(Dataset entries)
PR #1971, opened 2020-03-17
Homepage graphql queries

weerd:
### What's this PR do?

This pull request further progresses the new Homepage design. It incorporates the GraphQL work in https://github.com/DoSomething/graphql/pull/197 and continues on the styling. There is still a bit more work to be done.

New Home Page progress with Campaigns

👀 and maybe some clickity-clicks on the review app.

A couple things to note. The top header is not finalized just yet, and the first "featured" item in the campaign gallery is not completely styled/behaving as it should based on the mocks. More on that to come, but I didn't want the PR to get too complex for review.

### Relevant tickets

References [Pivotal #171056375](https://www.pivotaltracker.com/story/show/171056375).

### Checklist

- [x] Added GIF of front-end changes on small, medium, and large screens.

### DIFF
--- a/package.json
+++ b/package.json
@@ -131,6 +131,7 @@
     "redux-logger": "^3.0.6",
     "redux-thunk": "^2.3.0",
     "sixpack-client": "^2.1.0",
+    "tailwindcss": "^1.2.0",
     "twin.macro": "^1.0.0-alpha.7",
     "usa-states": "0.0.5"
   },
@@ -169,7 +170,6 @@
     "redux-devtools": "^3.5.0",
     "redux-devtools-dock-monitor": "^1.1.3",
     "redux-devtools-log-monitor": "^1.4.0",
-    "tailwindcss": "^1.2.0",
     "turndown": "^5.0.3",
     "webpack": "~4.28.0",
     "webpack-bundle-analyzer": "^3.6.0",
--- a/resources/assets/components/pages/HomePage/HomePageCampaignGallery.js
+++ b/resources/assets/components/pages/HomePage/HomePageCampaignGallery.js
@@ -1,27 +1,73 @@
 import React from 'react';
-import { first } from 'lodash-es';
+import PropTypes from 'prop-types';
+import { css } from '@emotion/core';
+import resolveConfig from 'tailwindcss/resolveConfig';
+
+import tailwindConfig from '../../../../../tailwind.config';
+import CampaignGalleryItem from '../../utilities/Gallery/templates/CampaignGalleryItem/CampaignGalleryItemV2';
+import CampaignGalleryFeaturedItem from '../../utilities/Gallery/templates/CampaignGalleryFeaturedItem/CampaignGalleryFeaturedItem';
 
 const HomePageCampaignGallery = ({ campaigns }) => {
-  console.log('💩', campaigns);
+  const tailwindSpacing = resolveConfig(tailwindConfig).theme.spacing;
+  const tailwindScreens = resolveConfig(tailwindConfig).theme.screens;
 
   return (
-    <ul className="campaign-gallery">
-      {campaigns.map((campaign, index) => {
-        console.log('😎', index, campaign);
+    <ul
+      className="campaign-gallery mt-0"
+      css={css`
+        display: grid;
+        grid-template-columns: 1fr;
+        grid-row-gap: ${tailwindSpacing['8']};
 
+        @media (min-width: ${tailwindScreens.md}) {
+          grid-template-columns: 1fr 1fr;
+          grid-column-gap: ${tailwindSpacing['8']};
+        }
+
+        @media (min-width: ${tailwindScreens.xxl}) {
+          grid-template-columns: 1fr 1fr 1fr;
+        }
+      `}
+    >
+      {campaigns.map((campaign, index) => {
         const firstItem = index === 0;
 
         return (
-          <li key={campaign.id}>
-            <article>
-              {firstItem ? <span>Featured</span> : null}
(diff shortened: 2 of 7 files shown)


package.json
```diff
@@ -131,6 +131,7 @@
     "redux-logger": "^3.0.6",
     "redux-thunk": "^2.3.0",
     "sixpack-client": "^2.1.0",
+    "tailwindcss": "^1.2.0",
```
weerd: Moving this into the dependencies list allows us to pull in the `resolveConfig` helper which makes it A LOT easier to dynamically insert Tailwind config values into our JS rendered output when needed!

resources/assets/components/pages/HomePage/HomePageCampaignGallery.js
```diff
@@ -0,0 +1,73 @@
...
+import { css } from '@emotion/core';
+import resolveConfig from 'tailwindcss/resolveConfig';
+
+import tailwindConfig from '../../../../../tailwind.config';
+import CampaignGalleryItem from '../../utilities/Gallery/templates/CampaignGalleryItem/CampaignGalleryItemV2';
+import CampaignGalleryFeaturedItem from '../../utilities/Gallery/templates/CampaignGalleryFeaturedItem/CampaignGalleryFeaturedItem';
+
+const HomePageCampaignGallery = ({ campaigns }) => {
+  const tailwindSpacing = resolveConfig(tailwindConfig).theme.spacing;
+  const tailwindScreens = resolveConfig(tailwindConfig).theme.screens;
```
weerd: This is super helpful. I'll be moving the work I did to separate out the Tailwind Screens values in a separate file, back into the main `tailwind.config.js` file and using this method instead to grab them moving forward!

tailwind.config.js
```diff
@@ -1,15 +1,23 @@
...
+        100: '#f7fafc',
+        200: '#edf2f7',
+        300: '#e2e8f0',
+        400: '#cbd5e0',
+        500: '#a0aec0',
+        600: '#718096',
+        700: '#4a5568',
+        800: '#2d3748',
+        900: '#1a202c',
+      },
```
weerd: I was chatting with @lkpttn and we agreed that having the gray values in the config was easier for when needing to look up and reference values in the mocks, as opposed to needing to head into the default Tailwind config in the NPM package. To that end, it made sense to just add the other 3 items we were importing the `colors` variable for and just remove the `require()` statement. Easy peasy.

Donezo

resources/assets/components/pages/HomePage/NewHomePage.js
```diff
@@ -1,15 +1,58 @@
...
+        ... on Showcasable {
+          showcaseTitle
+          showcaseDescription
+          showcaseImage {
+            url
+          }
+        }
+        ... on CampaignWebsite {
+          id
+          url
```
weerd: So I think I need to go back and expose `staffPick` from Contentful to properly do the "Feature" badge on the campaigns within the gallery that aren't the first "featured" item in the gallery. 🤔

resources/assets/components/pages/HomePage/HomePageCampaignGallery.js
DFurnes: I wonder if we should make a `tailwind.js` that does this for us, so we don't have to import `resolveConfig` and re-process the config files each time we want to access a variable?

resources/assets/components/pages/HomePage/HomePageCampaignGallery.js
```diff
@@ -0,0 +1,73 @@
...
+
+  return (
+    <ul
+      className="campaign-gallery mt-0"
+      css={css`
+        display: grid;
+        grid-template-columns: 1fr;
+        grid-row-gap: ${tailwindSpacing['8']};
```
DFurnes: This should also be possible with Tailwind's grid helpers, if you think that reads any nicer:

```js
css={tw`mt-0 grid gap-8 grid-cols-1 md:grid-cols-2 xxl:grid-cols-3`}
```

resources/assets/components/pages/HomePage/NewHomePage.js
```diff
@@ -1,15 +1,58 @@
...
 
-const NewHomePage = () => {
+const HOME_PAGE_QUERY = gql`
+  query HomePageQuery($preview: Boolean!) {
+    page: homePage(preview: $preview) {
+      id
+      title
+      subTitle
+      campaigns {
+        __typename
```
DFurnes: The `__typename` field should be automatically included, I believe.

resources/assets/components/pages/HomePage/HomePageCampaignGallery.js
weerd: Do you mean maybe a helper function in `/helpers` instead or better as standalone, importable file?

resources/assets/components/pages/HomePage/HomePageCampaignGallery.js
weerd: Ah nice! I just moved Tailwind package to main dependencies but didn't realize you had also updated to the latest Tailwind version which includes grid classes in your prior PR! I'll review and then update for upcoming PR 💃

resources/assets/components/pages/HomePage/HomePageCampaignGallery.js
DFurnes: Oh, a helper could also be all we need! I'm good either way. 😸

weerd: Ok! I'll revise in upcoming PR 💃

### Task prompt
The job here is to find each line above with the word "also" and copy it.

### Answer to this task
DFurnes: This should also be possible with Tailwind's grid helpers, if you think that reads any nicer:
weerd: Ah nice! I just moved Tailwind package to main dependencies but didn't realize you had also updated to the latest Tailwind version which includes grid classes in your prior PR! I'll review and then update for upcoming PR 💃
DFurnes: Oh, a helper could also be all we need! I'm good either way. 😸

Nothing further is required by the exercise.